::: Given data :::
PR #1278, opened 2021-03-26
MAYA-109387 add more camera tests to check that animated cameras

williamkrick:
and modified cameras update correctly in VP2.


ppt-adsk (approved):

kxl-adsk (changes requested):
`testVP2RenderDelegateUsdCamera` is failing (tested with Maya 2022 Gold and USD 21.02). Please investigate.

williamkrick:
:::
Looking at the records above, in how many lines does the word "cameras" occur? Reply with the number alone.

→ Output for this task: 2